▶ _WORK ITEM_
Once the line containing "Yes, this is" is located, output it and every line after it through the end of the records, exactly as written and nothing else.

▶ _DATA_
PR #265, opened 2016-06-02
Documentation: Explain that different flavors can be used on compute …

### LINKED ISSUE #245: Different image types for frontend and compute nodes
I should be able to specify different node types for frontend and compute nodes as I may want a small e.g. t2.micro frontend and large compute nodes.

pinguinkiste:
…and frontend nodes

Fixes #245.

### DIFF
--- a/docs/configure.rst
+++ b/docs/configure.rst
@@ -583,7 +583,9 @@ Mandatory configuration keys
 
     the image type to use. Different cloud providers call it
     differently, could be `instance type`, `instance size` or
-    `flavor`.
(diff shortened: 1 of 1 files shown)


riccardomurri:
Merged, thank you very much for all these improvements!

pinguinkiste:
You're welcome! There may be more to come... ;) We're evaluating ElastiCluster for use at our institution, so I just took some time to start to work with the code while reading it or testing ElastiCluster.

Best,

Manuel

PR #434, opened 2022-12-12
Update method for Quantum Master Equation

### LINKED ISSUE #427: Update method for Quantum Master Equation
When calling the `_run_solver()` method in `Simulation` (line 880 in `Simulation.py`), a fix was introduced for using the `mesolve()` method from QuTiP, in which a `Liouvillian` object was created before calling the solver.

In the meantime, the creation of the Hamiltonian and initial state was updated in QuTiP, so the "fix" should be updated with the recommended creation.

Varda-star:
Fixes #427


Varda-star:
This PR is meant to solve the issue #427

sebgrijalva (commented):
Yes, this is what I meant! Since the `tlist` argument is interpolated from the `self._eval_times_array` there was some inconsistency appearing in an older version of QuTiP.

sebgrijalva (approved):
LGTM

▶ _SOLUTION FOR THIS PROBLEM_
Yes, this is what I meant! Since the `tlist` argument is interpolated from the `self._eval_times_array` there was some inconsistency appearing in an older version of QuTiP.

sebgrijalva (approved):
LGTM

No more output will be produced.